- **About this exercise**
Return all of the records exactly.
--------
PR #320, opened 2019-03-09
refactor(Rule): move rule observable lists into rule namespace

thestonefox:
The ObservableLists that are specific to the Rule namespace have
now been moved inside a Rule/Collection directory and the
Zinnia.Rule.Collection namespace for better housekeeping.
--------
- **Answer space**
PR #320, opened 2019-03-09
refactor(Rule): move rule observable lists into rule namespace

thestonefox:
The ObservableLists that are specific to the Rule namespace have
now been moved inside a Rule/Collection directory and the
Zinnia.Rule.Collection namespace for better housekeeping.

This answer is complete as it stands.